Un combat syndical difficile
L’auteur écrit en introduction : La lutte des travailleurs est un condensé d’histoires humaines extraordinaires… J’espère néanmoins que mon livre apportera un peu de réconfort à ces combattants dont le courage et la volonté agissent comme des coups de poinçon sur notre société.
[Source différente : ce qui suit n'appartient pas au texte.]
PR #1244, opened 2022-02-17
Update ALJ Tests

tommy-waltmann:
## Description

This PR fixes some tests for the ALJ potential. It both addresses @vyasr 's questions on #1235 which were not addressed before the PR was merged, and it properly adds a test case which was improperly added in #1235 

## Motivation and context

A bug was found in the ALJ potential on #1233 , a fix was made on #1235 , but there were other comments to address.

## How has this been tested?

tests have been updated according to @vyasr 's comments on the previous PR #1235 . Test cases which we improperly added in #1235 have also been fixed so they properly set up the test cases.

## Change log

```
Correct ALJ tests
```

## Checklist:

### DIFF
--- a/hoomd/md/pytest/test_aniso_pair.py
+++ b/hoomd/md/pytest/test_aniso_pair.py
@@ -300,19 +300,15 @@ def _valid_params(particle_types=['A', 'B']):
             'average_simplices': [True, False, True]
         }, 2),
         'shape': ({
-            "vertices":
-                shape_vertices,
+            "vertices": shape_vertices,
             "rounding_radii": [(0.1, 0.01, 0.15), (0.0, 0.0, 0.0)],
             "faces": shape_faces
         }, 1)
     }
 
     valid_params_list.append(
-        make_aniso_spec(
-            md.pair.aniso.ALJ,
-            to_type_parameter_dicts(particle_types, alj_arg_dict1)
-        )
-    )
+        make_aniso_spec(md.pair.aniso.ALJ,
+                        to_type_parameter_dicts(particle_types, alj_arg_dict1)))
 
     return valid_params_list
 
--- a/hoomd/md/pytest/test_aniso_pair.py
+++ b/hoomd/md/pytest/test_aniso_pair.py
@@ -258,8 +258,6 @@ def _valid_params(particle_types=['A', 'B']):
         [(0.5, -0.5, -0.5), (0.5, 0.5, -0.5), (0.5, 0.5, 0.5), (-0.5, 0.5, 0.5),
          (-0.5, 0.5, -0.5), (-0.5, -0.5, 0.5), (0.5, -0.5, 0.5),
          (-0.5, -0.5, -0.5)],
-        # ellipsoid
-        []
     ]
 
     # ALJ.get_ordered_vertices only works if coxeter can be imported, so we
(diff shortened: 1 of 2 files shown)


hoomd/md/pytest/test_aniso_pair.py
```diff
@@ -258,16 +279,14 @@ def to_type_parameter_dicts(types, argument_dict):
...
          (-0.5, -0.5, -0.5)],
-        # ellipsoid
-        []
     ]
 
     # ALJ.get_ordered_vertices only works if coxeter can be imported, so we
-    # check the ModuleNotFoundError and don't add it to the list for the
-    # available tests.
+    # check the RuntimeError and don't add it to the list for the available
+    # tests if coxeter is not available.
```
vyasr, line 286: I think this comment is incorrect. If the problem was not being able to import coxeter we _should_ be catching a `ModuleNotFoundError`, and maybe we need to add a second except clause here so that developers can run HOOMD tests without coxeter installed. The current except clause is present because `get_ordered_vertices` can fail if it tries to construct a `coxeter.ConvexPolyhedron` with 0 vertices, right? It looks like that is not an issue anymore anyway because of the way that you have split the params into the `alj_arg_dict0` and `alj_arg_dict1` parsing. Am I misunderstanding that?

vyasr (changes requested):
Thanks for fixing this Tommy, it'll be good to get these tests set up to prevent future regressions.

hoomd/md/pytest/test_aniso_pair.py
tommy-waltmann: yeah, good catch. It should be catching a `ModuleNotFoundError` and the comment should reflect that. We should still be able to run the test without coxeter installed once I change the `except RuntimeError` to `Except ModuleNotFoundError`.

joaander: Please test locally in an env without coxeter. The CI test environments all have coxeter installed.

joaander: The code that attempts to use coxeter uses this code:
```
        try:
            import coxeter
        except ImportError as error:
            raise RuntimeError(
                "Method requires coxeter as a dependency.") from error
```
There is no guarantee that the reason Python cannot import coxeter is because of a `ModuleNotFoundError`. From HOOMD's perspective, the failure to import coxeter is a `FuntimeError` and the `from error` correctly passes the source exception back to the user so they can debug.

This test is working fine without coxeter installed.

If you are looking to improve this code, you could simplify the code by removing the need for coxeter in the tests. Hard-code the faces, areas, and other parameters that are currently pulled from coxeter in `test_alj.py` and `test_aniso_pair.py`. Then all these tests can run whether the user has coxeter installed or not.

The only test that should require coxeter is a unit test for `get_ordered_vertices` that ensures it returns the expected values.

joaander (commented):
Why does `get_ordered_verticies` exist? It is a very thin wrapper for `coxeter` and could be replaced by a howto or short example script.

tommy-waltmann:
`get_ordered_vertices` has existed for as long as I have been working on this PR, you'd have to ask the person who added it initially. I'll hard code the info taken from calls to `get_ordered_vertices`. Removing `get_ordered_vertices` would also allow us to remove an optional dependency, but I think that should be a part of another PR.

vyasr (approved):
I'm approving this PR as is. I would be fine with removing `get_ordered_vertices` in a follow-up and updating documentation to point users to coxeter.

joaander (approved):
Thanks!

PR #1138, opened 2021-09-17
Implement long range correction for LJ potential

jennyfothergill:
## Description

Adds analytical tail correction to the LJ pair potential according to eq 5 from https://doi.org/10.1021/jp980939v

## Motivation and context

This change is needed for the correct implementation of certain forcefields, e.g., the TrappeUA forcefield.

Resolves #1139 

## How has this been tested?

(WIP) Comparing potential energy and instantaneous pressure difference of identical system with and without tail correction to that obtained in GROMACS, LAMMPS, GOMC, Cassandra, and MCCCS-MN.

Engines | Energy w/ tail correction (kJ/mol) | Energy w/o tail correction (kJ/mol) | Energy difference (kJ/mol) | Pressure w/ tail correction (kJ/mol/nm^3) | Pressure w/o tail correction (kJ/mol/nm^3) | Pressure difference (kJ/mol/nm^3)
-- | -- | -- | -- | -- | -- | --
HOOMD | 459209.3835 | 459337.6130 | -128.2295 | 30389.01054 | 30393.02325 | -4.01271145
GROMACS 2021.1 | 459060.5625 | 459317.1563 | -256.5938 |   |   | 0
GROMACS 2020.6 | 459188.9063 | 459317.1563 | -128.2500 |   |   |  
LAMMPS | 459215.4639 | 459343.6617 | -128.1978 | 30388.44712 | 30392.45966 | -4.01253809
GOMC | 459216.0800 | 459340.8000 | -124.7200 |   |   | 0
Cassandra | 459210.0760 | 459338.3060 | -128.2300 |   |   | 0
MCCCS-MN | 459206.6527 | 459334.8815 | -128.2287 | 30489.28295 | 30491.28953 | -2.006581786

## Change log

```
- Add  energy and pressure tail correction to LJ Pair Potential according to eq 5 from https://doi.org/10.1021/jp980939v.
```

## Checklist:

- [x] I have reviewed the [**Contributor Guidelines**](https://github.com/glotzerlab/hoomd-blue/blob/master/CONTRIBUTING.md).
- [x] I agree with the terms of the [**HOOMD-blue Contributor Agreement**](https://github.com/glotzerlab/hoomd-blue/blob/master/ContributorAgreement.md).
- [x] My name is on the list of contributors (`sphinx-doc/credits.rst`) in the pull request source branch.
- [x] Make sure mode is "none" when using tail correction.
- [x] Validate against all engines.
- [ ] Improve performance.

PR #1246, opened 2022-02-18
Check if rcut is zero before computing tail correction

jennyfothergill:
## Description

I don't know how this didn't get included in #1138 because at some point I'm sure I had this locally. (Sorry!) Anyway, this checks whether rcut is 0 before computing the tail correction term. 

## Motivation and context

Without this fix if any rcut value is 0, `lj.additional_energy` will be nan

## How has this been tested?

I am testing this in the [reproducibility_study](https://github.com/mosdef-hub/reproducibility_study).
What would be the best way to add a test that would catch this failure? My idea would be something like a MWE of lennard-jonesium with tail correction enabled, run 0 steps, and assert that lj.additional_energy is a float value.

## Change log

```
Fix bug where hoomd.md.pair.LJ.additional_energy is nan when tail_correction is enabled with pairs for which r_cut is 0
```

## Checklist:

### DIFF
--- a/hoomd/md/EvaluatorPairLJ.h
+++ b/hoomd/md/EvaluatorPairLJ.h
@@ -233,6 +233,10 @@ class EvaluatorPairLJ
 
     DEVICE Scalar evalPressureLRCIntegral()
         {
+        if (rcutsq == 0)
+            {
+            return Scalar(0.0);
+            }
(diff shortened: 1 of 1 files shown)


b-butler (approved):
Thanks @jennyfothergill!

PR #1258, opened 2022-02-23
Remove IntegratorData class and usage

### LINKED ISSUE #1228: Remove IntegratorData
## Description

Remove the unused IntegratorData API.

## Motivation and context

Integration methods should store their additional degrees of freedom in local variables. The v3 Python API allows users to access these degrees of freedom as needed.

b-butler:
## Description

Integrator degrees of freedom are now stored in the integration methods
themselves.

## Motivation and context

Resolves #1228

## Change log

```
- Removed: (dev) ``IntegratorData`` class and its usages. It is replaced by ``std::vector`` instances that are integrator class members.
```

## Checklist:


hoomd/md/TwoStepNPTMTK.h
```diff
@@ -255,6 +245,9 @@ class PYBIND11_EXPORT TwoStepNPTMTK : public IntegrationMethodTwoStep
 
     Scalar m_gamma; //!< Optional damping factor for box degrees of freedom
 
+    std::vector<Scalar> m_thermostat; //!< thermostat degrees of freedom
+    std::vector<Scalar> m_barostat;   //!< barostat degrees of freedom
```
tommy-waltmann, line 249: Since the sizes of these arrays are static, why not declare them as `std::array` instead of `std::vector`? It would make their intended usage clearer to someone trying to understand the code.

tommy-waltmann (commented):
This is almost there, just one small comment.

hoomd/md/TwoStepNPTMTK.h
b-butler: No reason, that is a good idea.

joaander: I suggested offline to use `m_xi`, `m_eta`, etc... in place of the thermostat array to avoid the potential for error when extracting values from the array by index.

tommy-waltmann: That's a good idea, could also just document which index corresponds to which variable in a comment above where the member variable is declared.

b-butler: Oh, @joaander I misunderstood your suggestion. I can switch to that model then. Although I may create simple structs to serve that purpose then.

hoomd/md/TwoStepNPTMTK.h
```diff
@@ -43,6 +43,26 @@ namespace md
...
+    /// Barostat variables
+    struct Barostat
+        {
+        Scalar nu_xx;
+        Scalar nu_xy;
+        Scalar nu_xz;
+        Scalar nu_yy;
+        Scalar nu_yz;
+        Scalar nu_zz;
+        };
```
tommy-waltmann, line 64: I these structs should be declared in the private portion of the class.

hoomd/md/TwoStepNVTMTK.h
```diff
@@ -41,6 +41,14 @@ namespace md
...
     {
     public:
+    struct Thermostat
+        {
+        Scalar xi = 0;
+        Scalar eta = 0;
+        Scalar xi_rot = 0;
+        Scalar eta_rot = 0;
+        };
+
```
tommy-waltmann, line 51: Same as above comment

tommy-waltmann (changes requested):
One small change, then this is ready to go

hoomd/md/TwoStepNPTMTK.h
b-butler: I moved these to the `protected` section since that is where the struct instance is stored.

tommy-waltmann (approved):

joaander (approved):
Thanks!

PR #1260, opened 2022-02-24
Remove get_ordered_vertices

tommy-waltmann:
## Description

This PR removes the convenience method `get_ordered_vertices` of the ALJ potential in favor of having users just use `coxeter` in their scripts. This PR removes coxeter as an optional dependency for hoomd.

## Motivation and context

On #1244 we fixed the way ALJ tests were written and the decision was also made that `get_ordered_vertices` was no longer necessary as a convenience method for ALJ.

## How has this been tested?

No updates to testing are needed for this, because all tests were removed of their coxeter dependency in #1244

## Change log

```
Remove `get_ordered_vertices` and optional coxeter dependency from `hoomd.md.pair.aniso.ALJ`.
```

## Checklist:

### DIFF
--- a/BUILDING.rst
+++ b/BUILDING.rst
@@ -120,10 +120,6 @@ Install prerequisites
 
 - LLVM >= 10.0, < 13
 
-**To use** `md.pair.aniso.ALJ.get_ordered_vertices`:
-
-- coxeter
-
 **To build the documentation:**
 
 - sphinx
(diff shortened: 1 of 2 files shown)


vyasr (approved):
LGTM

j-proc (approved):
Makes sense. My only comment is that "The vertices must be ordered." is a vague. Ordered how? If coxeter has it documented could always just link there.

vyasr:
> Makes sense. My only comment is that "The vertices must be ordered." is a vague. Ordered how? If coxeter has it documented could always just link there.

Good point. The requirement is that the vertices must be ordered counterclockwise with respect to the face normal vector pointing outward from the origin. `coxeter` automatically orders the faces this way because it is also necessary for other geometric calculations like the signed area to work correctly, but HOOMD should document that as well. @tommy-waltmann could you add that note?

joaander (approved):
Thanks! Sorry I missed this in the initial branch.

PR #1274, opened 2022-03-15
Refactor actions workflow to separate build and test runners.

joaander:
## Description

* Refactor the GitHub Actions workflows to reduce build times.
* Use jetstream2 to compile hoomd and reduce the latency to run a full batch of unit tests in CI.
* Remove CUDA compute arches that aren't in the test pool.
* Add builds with `BUILD_MD=off`, `BUILD_HPMC=off` and both `BUILD_MD` and `BUILD_HPMC` off.
* Fix failing build with `BUILD_MD=off`.

## Motivation and context

Reducing the build time will improve developer productivity. Adding tests with components disabled ensures that tests will pass with these configurations.

The jetstream2 instances make fewer total CPU cores available than hosted runners, but individual runners have 8 cores - allowing CPU builds of HOOMD in 2-3 minutes (compare to 12 on minutes on hosted runners) and GPU builds in 13 minutes (compare to 80+ minutes on hosted runners). This reduces the time to complete a single build, but *many* queued builds may take longer. If this becomes a problem, we can always explore the possibility expanding the jetstream2 pool.

At this time, jetstream2 GPUs cannot be used to run the GPU tests as A100 vGPUs do not support unified memory. It is not clear whether this will ever be supported.

## How has this been tested?

The CI runs on this pull request are the test.

## Checklist:

### DIFF
--- a/.github/workflows/make_workflows.py
+++ b/.github/workflows/make_workflows.py
@@ -30,19 +30,23 @@ if __name__ == '__main__':
     for name, configuration in configurations.items():
         for entry in configuration:
             if entry['config'].startswith('[cuda'):
-                entry['runner'] = "[self-hosted,GPU]"
+                entry['build_runner'] = "[self-hosted,jetstream2,CPU]"
+
+                entry['test_runner'] = "[self-hosted,GPU]"
                 # device options needed to access the GPU devices on the runners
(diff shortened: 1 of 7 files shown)


joaander:
Tests are passing and the run time is much improved. Merging without review. We can always adjust this as needed if we run into difficulties.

Le héros de Choi, Gu Go-shin est une sorte de mercenaire de la défense des travailleurs et du droit syndical. Cette série raconte la lutte des travailleurs chez le numéro un de la grande distribution quand ce dernier a voulu s’implanter à Séoul, d’ailleurs sans succès. À noter que l’auteur prend soin de ne pas citer le nom de l’enseigne, remplacé par « Fourmis » ! Le management y est désastreux : pas de promotion, pas d’augmentation de salaire, harcèlement, dégraissage, utilisation de gros bras puis de la police, interdiction des syndicats, non-respect d’un droit du travail déjà a minima dans ce pays… Ainsi, dans le supermarché, lieu de la BD, quand un employé est sauvé in extremis d’un licenciement abusif, les salariés, qui étaient apeurés et indécis, basculent et commencent à s’organiser. C’est comme cela que Gu, notre justicier, réussit, non sans mal et au péril de sa vie, à mettre sur pied une cellule syndicale d’entreprise, avec comme slogan inlassablement répété : « Le syndicat défend les travailleurs ».